Fastest Way to Determine if Character Belongs to a Set of Known Characters C++
I went a little further and wrote two versions, one based on a lookup array, the other on a set using an underlying hash.
class CharLookup {
public:
CharLookup(const std::string & set) : lookup(*std::max_element(set.begin(), set.end()) + 1) {
for ( auto c : set) lookup[c] = true;
}
inline bool has(const unsigned char c) const {
return c > lookup.size() ? false : lookup[c];
}
private:
std::vector<bool> lookup;
};
class CharSet {
public:
CharSet(const std::string & cset) {
for ( auto c : cset) set.insert(c);
}
inline bool has(const unsigned char c) const {
return set.contains(c);
}
private:
QSet<unsigned char> set;
};
Then wrote a little benchmark, added a few more containers for the sake of comparison. Lower is better, the data points are for "character set size / text size":
Seems like for short char sets and text, std::string::find_first_of is fastest, even faster than using a lookup array, but quickly dwindles as the test size increases. std::vector<bool> seems like the "golden mean", QBitArray probably has a little different implementation because it pulls ahead as the test size increases, at the largest test QVector<bool> is fastest, presumably because it doesn't have the overhead of bit access. The two hash sets are close, trading places, last and least there is the std::set.
Tested on an i7-3770k Win7 x64 box, using MinGW 4.9.1 x32 with -O3.

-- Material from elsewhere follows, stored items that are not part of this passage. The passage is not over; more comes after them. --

Issue #487, opened 2017-12-09
EIC from text search and compound widget do not match


shubhra-agrawal:
version: Current develop
Data: MRM

EICs from text search look a lot more choppy than those from compound widget/SRM widget.

shubhra-agrawal:
Tracked this down to different EIC vector sizes/patterns.

Text search and compound widget use two different getEIC functions. One each for SRM id and Precursor/Product Mz as input. Both of these return a different sized vector for the same data. This is not to say that either one of them have missing data. Because both these functions scan for data points in a different way using different number of loop runs, the distance between actual data points in the EIC vector are different. Lesser the distance between distinct data points, more the extrapolation, leading to choppy peaks. 

This bug does not affect LCMS and PRM data as text search and compound widget use the same getEIC functions in those cases.

saifulbkhan:
I bet this was actually because of the whole multiple transitions for same precursor-product pair thing again. I will get rid of scans altogether when reading MRM data and create EICs directly, instead. The UX around these issues will still need some thought.

PR #542, opened 2018-01-16
Fix: Remove duplicate Rt from MRM EIC vector#487

shubhra-agrawal:
In case of multiple (n) fragments of the same precursor m/z, Rt vector had n values for every Rt with one corresponding non-zero intensity.

This fix ensures that the getEIC function works taking both MRM and PRM data under consideration.

Issue: #487

### DIFF
--- a/src/core/libmaven/mzSample.cpp
+++ b/src/core/libmaven/mzSample.cpp
@@ -1256,17 +1256,16 @@ EIC *mzSample::getEIC(float precursorMz, float collisionEnergy, float productMz,
 		}
 		}
 
-		int lastIndex = e->rt.size()-1;
 		//if rt is already present save the higher intensity for that rt
 		//this can happen when there are multiple product m/z for the same precursor
-		if (lastIndex != -1 && scan->rt == e->rt[lastIndex]) {
-			if (eicIntensity <= e->intensity[lastIndex]) 
+		if (!e->rt.empty() && e->rt.back() == scan->rt) {
+			if (eicIntensity <= e->intensity.back()) 
 				continue;
 			else {
-				//save the new intensity
-				e->scannum[lastIndex] = scan->scannum;
-				e->intensity[lastIndex] = eicIntensity;
-				e->mz[lastIndex] = eicMz;
+				//replace old values for the rt
+				e->scannum.back() = scan->scannum;
+				e->intensity.back() = eicIntensity;
+				e->mz.back() = eicMz;
 			}
 		}
 		//save values for new rt


src/core/libmaven/mzSample.cpp
```diff
@@ -1257,16 +1257,19 @@ EIC *mzSample::getEIC(float precursorMz, float collisionEnergy, float productMz,
 		}
 
 		int lastIndex = e->rt.size()-1;
+		//if rt is already present save the higher intensity for that rt
+		//this can happen when there are multiple product m/z for the same precursor
 		if (lastIndex != -1 && scan->rt == e->rt[lastIndex]) {
```
rish9511: Correct me wherever I am wrong. Here we are checking two things:
1. whether the vector is empty:  for this we can simply use the empty() function
2. if eic already has the rt:  for this we can use the std::find() function. This will also help us in getting the index

I would suggest using the standard functions.

src/core/libmaven/mzSample.cpp
```diff
@@ -1257,16 +1257,19 @@ EIC *mzSample::getEIC(float precursorMz, float collisionEnergy, float productMz,
...
 			if (eicIntensity <= e->intensity[lastIndex])
```
rish9511: std::find() can be used to get the index. e.g  vector.begin() - std::find(vector.begin(), vector.end(),  value)
This can stored in the previous step, where we try to find the  rt

src/core/libmaven/mzSample.cpp
```diff
@@ -1257,16 +1257,19 @@ EIC *mzSample::getEIC(float precursorMz, float collisionEnergy, float productMz,
...
 		int lastIndex = e->rt.size()-1;
+		//if rt is already present save the higher intensity for that rt
+		//this can happen when there are multiple product m/z for the same precursor
 		if (lastIndex != -1 && scan->rt == e->rt[lastIndex]) {
 			if (eicIntensity <= e->intensity[lastIndex]) 
 				continue;
 			else {
-				//to prevent duplicate RT and append only relevant intensities
+				//save the new intensity
 				e->scannum[lastIndex] = scan->scannum;
```
rish9511: we can use the index obtained above or use the vector.insert() fucntion

src/core/libmaven/mzSample.cpp
shubhra-agrawal: @rish9511 Thanks. I'll do that.

shubhra-agrawal: @rish9511 done.

src/core/libmaven/mzSample.cpp
```diff
@@ -1256,10 +1256,25 @@ EIC *mzSample::getEIC(float precursorMz, float collisionEnergy, float productMz,
 		}
 		}
 
-		e->scannum.push_back(scan->scannum);
-		e->rt.push_back(scan->rt);
-		e->intensity.push_back(eicIntensity);
-		e->mz.push_back(eicMz);
+		//if rt is already present save the higher intensity for that rt
+		//this can happen when there are multiple product m/z for the same precursor
+		if (!e->rt.empty() && e->rt.back() == scan->rt) {
```
sahil21: Any specific reason to use vector::back?
Here we are assuming that scans are in ascending order, right?

shubhra-agrawal: That is the assumption as we are going scan by scan. If there is a duplicate value, it will be present at the last index. Using std::find would be wasteful.

rish9511: As pointed out by @sahil21 , this will only work if are assumption , that the scans are sorted, is actually correct.
If it's not sorted, then we will end up inserting duplicates in the EIC

Also, why find() would be wasteful? The complexity will still remain the same. i.e O(n^2)

shubhra-agrawal: @rish9511 Sorted scans are less an assumption, more of a rule. 
find() searches the whole vector for the value. Back() will just access the last element which is what we need.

You could create an array of booleans and assign the value true for each character in wanted set. For example if your wanted set consists of 'a', 'd', 'e':
bool array[256] = {false};
array['a'] = true;
array['d'] = true;
array['e'] = true;
and then you can check a character c:
if (array[c]) ...
We could also use a bitset for this purpose:
std::bitset<256> b;
b.set('a');
b.set('d');
b.set('e');
and checking as:
if (b.test(c)) ...
Typically this kind of test is not isolated, i.e. you don't just have
if(c==ch1 || c==ch2 || c=ch3 ) { ... }
But
if(c==ch1 || c==ch2 || c=ch3 ) {
handle_type_a(c);
}
else if(c==ch4 || c==ch5 || c=ch6 ) {
handle_type_b(c);
}
else if(c==ch7 || c==ch8 || c=ch9 ) {
handle_type_c(c);
}
if(c==ch4 || c==ch6 || c=ch7 ) {
handle_magic(c);
}
Optimising each of the if statements is possibly less efficient than considering all these parts at once. What this kind of structure usually means is that groups of characters are being considered equivalent in some ways - and that is what we might want to express in the code.

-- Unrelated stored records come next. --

PR #543, opened 2018-01-17
Fix dump load

rish9511:
The main highlights of the change:
- Stop using Qt Settings to store PeakDetection Dialog and Options Dialog settings 
- Use lastRun.xml to store and load back last session settings and load back


chubukov:
@rish9511 it looks like you're storing lastrun.xml in the installation directory. Couple of issues with that
1) user might not have permission to write to that directory in many cases
2) multiple users won't be able to maintain their own settings

Can we find a user-specific location to put this into? Some quick googling suggests that QT can do this in a cross platform way pretty easily.

rish9511:
@chubukov   

> user might not have permission to write to that directory in many cases

Thanks for pointing this out. How about storing this in the config location, in Linux it's the  `~/.config/` directory and on windows it is `C:/Users/<USER>/AppData/Local/<APPNAME>` . This also where we store 'Application Settings.conf' file.  

>multiple users won't be able to maintain their own settings

I am not sure If understand this. Could you please elaborate more ?

>Some quick googling suggests that QT can do this in a cross platform way pretty easily.

I am aware of this . [QStandardpaths](http://doc.qt.io/qt-5/qstandardpaths.html) provides what is required to implement this

@sahil21: we had a small discussion about this. Could you also give your thoughts around this ?

chubukov:
@rish9511 That sounds fine to me. It would take care of the other concern I mentioned.

sahil21:
@rish9511 Branch is failing on travis.

src/core/libmaven/mavenparameters.cpp
```diff
@@ -131,15 +152,38 @@ std::map<string, string>& MavenParameters::getSettings()
...
 
 
     if(strcmp(key, "automatedDetection") == 0 )
         processAllSlices = atof(value);
 
-//     TODO: replace with massCutoffMerge. remove ppmMerge from default_settings_xml as well. and regenerate settings.h 
-//     if(strcmp(key, "ppmStep") == 0 )
-//         ppmMerge = atof(value);
+
+     if(strcmp(key, "massCutoffType") == 0 ) {
```
sahil21: Aren't these 3 separate variables?

src/core/libmaven/mavenparameters.cpp
```diff
@@ -168,12 +212,16 @@ void  MavenParameters::setPeakDetectionSettings(const char* key, const char* val
...
         maxCharge = atof(value);
 
-    if(strcmp(key, "dbDetection") == 0 )
+    if(strcmp(key, "dbDetection") == 0 );
         //TODO
 
-        //TODO: replace with compoundMassCutoffWindow. replace compoundPPMWindow in default_settings_xml. regenerate settings.h
-//     if(strcmp(key, "compoundPPMWindow") == 0 )
-//         compoundPPMWindow = atof(value);
+     if(strcmp(key, "compoundMassCutoffWindow") == 0 ) {
```
sahil21: compoundMassCutoffWindow is being used above also?

src/gui/mzroll/background_peaks_update.cpp
```diff
@@ -186,53 +186,8 @@ void BackgroundPeakUpdate::loadSettings(QString fileName) {
             if (xml.name() == "PeakDetectionSettings") {
                 settings->setValue("alignSamplesFlag", xml.attributes().value("alignSamplesFlag").toString().toInt());
```
sahil21: Why hasn't this been removed?

src/core/libmaven/mavenparameters.h
```diff
@@ -20,7 +20,8 @@ class Classifier;
 class MavenParameters 
 {
     public:
-        MavenParameters();
+        MavenParameters(string settingsPath="");
```
sahil21: Why an optional argument rather than a separate constructor? Just asking

src/gui/mzroll/peakdetectiondialog.h
```diff
@@ -25,6 +25,7 @@ class PeakDetectionDialog : public QDialog, public Ui_PeakDetectionDialog
 				 ~PeakDetectionDialog();
 				 void setSettings(QSettings* settings) { this->settings = settings; }
 				 void setMainWindow(MainWindow* w) { this->mainwindow = w; }
+                 MainWindow* getMainWindow() {return mainwindow;}
```
sahil21: Is it a good idea to have Mainwindow pointer here? If no, are we planning to move?

src/gui/mzroll/settingsform.cpp
```diff
@@ -32,7 +32,7 @@ OptionsDialogSettings::OptionsDialogSettings(SettingsForm* dialog): sf(dialog)
     settings.insert("noOfIsotopes", QVariant::fromValue(sf->noOfIsotopes));
     settings.insert("isotopeC13Correction", QVariant::fromValue(sf->isotopeC13Correction));
     settings.insert("minIsotopicCorrelation", QVariant::fromValue(sf->minIsotopicCorrelation));
-    settings.insert("maxIsotopeScanDiff", QVariant::fromValue(sf->minIsotopicCorrelation));
+    settings.insert("maxIsotopeScanDiff", QVariant::fromValue(sf->maxIsotopeScanDiff));
```
IpankajI: Are these insertion and deletion ok?

tests/MavenTests/testCLI.cpp
```diff
@@ -61,8 +61,8 @@ void TestCLI::testProcessXml() {
     QVERIFY(peakdetectorCLI->mavenParameters->processAllSlices == 0);
     QVERIFY(peakdetectorCLI->mavenParameters->C13Labeled_BPE == true);
     QVERIFY(peakdetectorCLI->mavenParameters->N15Labeled_BPE == true);
-    QVERIFY(peakdetectorCLI->mavenParameters->S34Labeled_BPE == false);
-    QVERIFY(peakdetectorCLI->mavenParameters->D2Labeled_BPE == false);
+    QVERIFY(peakdetectorCLI->mavenParameters->S34Labeled_BPE == true);
+    QVERIFY(peakdetectorCLI->mavenParameters->D2Labeled_BPE == true);
```
IpankajI: @rish9511 I don't understand why this change is ok. You have  put false as true.

src/core/libmaven/mavenparameters.cpp
rish9511: no. it tells whether the type is 'ppm' or 'mDa'

src/core/libmaven/mavenparameters.cpp
rish9511: where ? other than here, it's set in constructor.

src/core/libmaven/mavenparameters.h
rish9511: Why have two of them when one is sufficient ? 
If you don't provide the 'settingsPath', which is what happens when mavenParameters is initialized from 'test' module, it will simply load the default settings. Having a different constructor means making the other constructor behave the same way when no 'settingsPath'  is provided, which in this case is handled automatically.

does it make sense ?

src/gui/mzroll/background_peaks_update.cpp
rish9511: I was focusing only  on removing peaks and options dialog settings.
Let's do this when doing the same with alignmentDialog ?

src/gui/mzroll/background_peaks_update.cpp
```diff
@@ -398,48 +345,6 @@ void BackgroundPeakUpdate::getPullIsotopeSettings() {
         if (mainwindow) {
                 QSettings* settings = mainwindow->getSettings();
                 if (settings) {
-                        mavenParameters->maxIsotopeScanDiff = settings->value(
```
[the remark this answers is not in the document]
rish9511: yes. the entire function is

src/gui/mzroll/main.cpp
```diff
@@ -49,16 +49,16 @@ int main(int argc, char *argv[])
     app.processEvents();
 
 
-    Controller* contrl = new Controller();
+    Controller contrl;
```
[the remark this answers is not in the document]
rish9511: This is done to take care of what happens when El-maven shuts downs. By having it on stack, it's destructor is called  when it goes out of scope, which only happens when the main event loop returns(when app exits), and therefore allows us to handle what happens during the shutdown

src/gui/mzroll/peakdetectiondialog.h
rish9511: The child widgets generally know who their parent is, in this case it's mainwindow.  I think there should be a class called 'Toolbar'  or maybe something else , and that should ideally be the parent of all the dialogs we have. 
Having everything under mainwindow is not good. For now we don't have better solution

src/gui/mzroll/settingsform.cpp
rish9511: I don't understand. Can you be more specific ?

src/core/libmaven/mavenparameters.cpp
sahil21: Got it

src/core/libmaven/mavenparameters.cpp
sahil21: I confused between type and window

src/core/libmaven/mavenparameters.h
sahil21: I prefer the other way. but this is also fine.

src/gui/mzroll/background_peaks_update.cpp
sahil21: Makes sense.

src/gui/mzroll/peakdetectiondialog.h
sahil21: We can change that later then.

In this case, I'd build up a character traits array that contains the character type information.
// First 2 bits contains the "type" of the character
static const unsigned char CHAR_TYPE_BITS = 3;
static const unsigned char CHAR_TYPE_A = 0;
static const unsigned char CHAR_TYPE_B = 1;
static const unsigned char CHAR_TYPE_C = 2;
// Bit 3 contains whether the character is magic
static const unsigned char CHAR_IS_MAGIC = 4;
static const unsigned char[256] char_traits = {
...,
CHAR_TYPE_A, CHAR_TYPE_B | CHAR_IS_MAGIC ...
...
}
static inline unsigned char get_character_type(char c) {
return char_traits[(unsigned char)c] & CHAR_TYPE_BITS;
}
static inline boolean is_character_magic(char c) {
return (char_traits[(unsigned char)c] & CHAR_IS_MAGIC) == CHAR_IS_MAGIC;
}
Now your conditions become
switch(get_character_type(c)) {
case CHAR_TYPE_A:
handle_type_a(c);
break;
case CHAR_TYPE_B:
handle_type_b(c);
break;
case CHAR_TYPE_C:
handle_type_c(c);
break;
}
if(is_character_magic(c)) {
handle_magic(c);
}
I'd usually extract the char_traits variable into its own include, and generate that include using a simple program too. This keeps things easy to change going forwards.